Freecoaster mechanism Pros 1) Allows for forward driving using the rowing motion. 2) Ability to disengage sprocket to roll freely in either direction. 3) Freecoaster mechanism is already built standard in each hub and will not require further modifications.
Cons 1) Does not allow user to move in reverse independently. 2) Wheels can only rotate in the same direction, not as much mobility to rotate on the spot. 3) Requires some dependence on previous group's design, without being familiar with the entire process.

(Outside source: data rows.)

PR #335, opened 2025-10-22
feat(tx-builder): Unify gas methods and improve/update docs 

### LINKED ISSUE #291: Tx builder: document TransactionBuilder::gas_coins()

Alex6323:
1. removes `.gas()` for single gas coins
2. renames `.gas_coins()` to `.gas()` to now always allow to provide multiple gas coins.

Closes #291


DaughterOfMars:
Honestly I'd rather just accept an array in `gas` and remove the other fn

Alex6323:
> Honestly I'd rather just accept an array in `gas` and remove the other fn

sure about it? Most users will just pass one coin, and they'ld then have to deal with array syntax all the time. Providing an extra "multi" version is quite common in the monorepo, but :man_shrugging: @Thoralf-M @thibault-martinez opinions?

crates/iota-sdk-transaction-builder/src/lib.rs
```diff
@@ -128,7 +128,7 @@
 //! These methods set various metadata which may be needed for the execution.
 //!
 //! - [gas](TransactionBuilder::gas): Add a gas coin to pay for the execution.
-//! - [gas_coins](TransactionBuilder::gas_coins): Add gas coins to pay for the
+//! - [gas_multi](TransactionBuilder::gas_multi): Add gas coins to pay for the
```
Thoralf-M: This should be removed if we go for `gas` with multiple coins

Thoralf-M:
I also prefer a single `gas` method which accepts multiple gas coins, even if a user provides only a single gas coin it's not that annoying to make an array with just that and less methods make it less overwhelming

bindings/go/examples/gas_sponsor/main.go
```diff
@@ -30,7 +54,9 @@ func main() {
 		nil,
 	)
 
-	builder.Sponsor(sponsor)
+	gasObjId := objIdFromHex("0x0b0270ee9d27da0db09651e5f7338dfa32c7ee6441ccefa1f6e305735bcfc7ab")
+	gasObjIds := []*sdk.ObjectId{gasObjId}
+	builder.Gas(gasObjIds).Sponsor(sponsor)
```
DaughterOfMars: ???

Alex6323: don't ask, let's just say something got messed up with local and remote changes

Alex6323: oh wait, what are you actually asking? I am not changing the example's logic per se just now adapating to the Gas signature change. I see that the other gas_sponsor examples don't use it, and instead just rely on the sponsor. But why?

Alex6323: Aligned the go example with the other ones.

Thoralf-M (approved):

bindings/go/examples/gas_sponsor/main.go
DaughterOfMars: Ahhhh sorry I literally just was looking at a merge commit and got confused, which is why I resolved this immediately 🙈

crates/iota-sdk-transaction-builder/src/lib.rs
```diff
@@ -128,8 +128,6 @@
 //! These methods set various metadata which may be needed for the execution.
 //!
 //! - [gas](TransactionBuilder::gas): Add a gas coin to pay for the execution.
```
thibault-martinez: Maybe we want to slightly adapt this comment?

crates/iota-sdk-ffi/src/transaction_builder/mod.rs
```diff
@@ -68,18 +68,10 @@ impl TransactionBuilder {
...
 
-    /// Add a gas object to use to pay for the transaction.
-    pub fn gas(self: Arc<Self>, object_id: &ObjectId) -> Arc<Self> {
-        self.write(|builder| {
-            builder.gas(**object_id);
-        });
-        self
-    }
-
     /// Add gas objects to pay for the transaction.
```
thibault-martinez: Can we have the same one-liner as the base function?

Alex6323: https://github.com/iotaledger/iota-rust-sdk/pull/335/commits/c074b81a2ecfb54c807bde452eb5a377f53279b0

crates/iota-sdk-transaction-builder/src/lib.rs
Alex6323: https://github.com/iotaledger/iota-rust-sdk/pull/335/commits/c074b81a2ecfb54c807bde452eb5a377f53279b0

DaughterOfMars (approved):

thibault-martinez (approved):

PR #2202, opened 2022-11-21
Move away from Bazel

dae:
Bazel brought a lot of nice things to the table, such as rebuilds based on content changes instead of modification times, caching of build products, detection of incorrect build rules via a sandbox, and so on. Rewriting the build in Bazel was also an opportunity to improve on the Makefile-based build we had prior, which was pretty poor: most dependencies were external or not pinned, and the build graph was poorly defined and mostly serialized. It was not uncommon for fresh checkouts to fail due to floating dependencies, or for things to break when trying to switch to an older commit.

For day-to-day development, I think Bazel served us reasonably well - we could generally switch between branches while being confident that builds would be correct and reasonably fast, and not require full rebuilds (except on Windows, where the lack of a sandbox and the TS rules would cause build breakages when TS files were renamed/removed).

Bazel achieves that reliability by defining rules for each programming language that define how source files should be turned into outputs. For the rules to work with Bazel's sandboxing approach, they often have to reimplement or partially bypass the standard tools that each programming language provides. The Rust rules call Rust's compiler directly for example, instead of using Cargo, and the Python rules extract each PyPi package into a separate folder that gets added to sys.path.

These separate language rules allow proper declaration of inputs and outputs, and offer some advantages such as caching of build products and fine-grained dependency installation. But they also bring some downsides:

- The rules don't always support use-cases/platforms that the standard language tools do, meaning they need to be patched to be used. I've had to contribute a number of patches to the Rust, Python and JS rules to unblock various issues.
- The dependencies we use with each language sometimes make assumptions that do not hold in Bazel, meaning they either need to be pinned or patched, or the language rules need to be adjusted to accommodate them.

I was hopeful that after the initial setup work, things would be relatively smooth-sailing. Unfortunately, that has not proved to be the case. Things frequently broke when dependencies or the language rules were updated, and I began to get frustrated at the amount of Anki development time I was instead spending on build system upkeep. It's now about 2 years since switching to Bazel, and I think it's time to cut losses, and switch to something else that's a better fit.

The new build system is based on a small build tool called Ninja, and some custom Rust code in build/. This means that to build Anki, Bazel is no longer required, but Ninja and Rust need to be installed on your system. Python and Node toolchains can be automatically downloaded like in Bazel, though the build will use a system Python 3.9 if one is installed (and the same could be done for Node, though testing will be required to determine the minimum working version).

This new build system should result in faster builds in some cases:

[...]

PR #2593, opened 2023-07-27
[Development] Specify `extra` directory as a designated ignored folder

glutanimate:
Excludes `extra/` from version tracking, file formatters, and file checks, which should allow contributors to add their own files to the project tree without interfering with checks (e.g. in my case MWE code samples for PRs, etc.)

Also adds mypy caches to the exclusion rules, allowing contributors to use the VS Code mypy integration.

(follow-up to a [fairly old discussion](https://github.com/ankitects/anki/pull/2202#issuecomment-1328159393), picking it up now as I have been running into a lot of woes with dprint checks recently)

### DIFF
--- a/.dprint.json
+++ b/.dprint.json
@@ -29,7 +29,6 @@
         "qt/bundle/PyOxidizer",
         "target",
         ".mypy_cache",
-        ".pytest_cache",
         "extra"
     ],
     "plugins": [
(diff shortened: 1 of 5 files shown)


dae:
I'd forgotten I was the one that suggested "extra" as the name :sweat_smile: Thanks Aristotelis.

Evaluate concepts/select candidate
Discuss winning candidate
Detailed Design
Description of selected design
Detailed description of selected design
Our current design makes use of certain aspects of the designs of previous semesters. We have decided to use a combination of the ratcheting mechanism and the wheel with a freecoaster bmx hub. The ratcheting mechanism allows the user to move the wheelchair with a rowing motion, but the chair wouldn't be able to roll backwards without bringing the handles with it. The freecoaster hub accounts for this by allowing the wheel to roll backward without engaging the sprocket that drives the wheel forward. This combination should solve the problem of the wheelchair rolling into areas and not being able to roll in reverse.The ratchet mechanism will be on the same axle as the wheel to provide the most torque, and reduce the amount of force needed to drive the wheels forward.
Analysis
Engineering analysis 1
We found the distance he would travel given a 45 degree angle of rotation.
Engineering analysis 2
We found the force it would take for the person to start moving from rest and keep moving at a constant velocity.
Engineering analysis 3
We calculated the shear stress in the smallest bolt we have.
CAD Drawings
Bill of Materials
Assembly Instructions
Fabrication Process
Testing and implementation
The plates that connected the hub of the wheel to the ratcheting mechanism were unbalanced due to more weight being on the side that the chain is attached to. We used extra nuts as a counterweight to fix this issue. We also adjusted the resistance of the back wheels to prevent the chair from spinning out of control. The chair is now able to operate as it was designed to.
Photos of Completed design
Instructions for safe use
This chair is meant for use on a flat surface in a controlled environment. The chair does not have brakes, so an adult should be nearby to supervise during use. The wheelchair must be stopped before disengaging the hub and rolling it backward. Keep hands and feet away from the metal plates while they are in motion. The chair is just under three feet in width, so be sure that there is enough clearance when operating the chair.
Project Summary, Reflection
This project provided a great amount of experience with engineering and design. We were able to adapt and improve upon the ideas from previous semesters in order to keep the best aspects of each design and meet the requirements. We learned a lot about what it is like to create a design and be able to adapt as new problems arise. We also learned about maintaining a schedule and preparing for mistakes in order to ensure that the project was completed on time. It was very rewarding to be able to make something that can improve someone's daily life and help him to have more mobility and control in the future.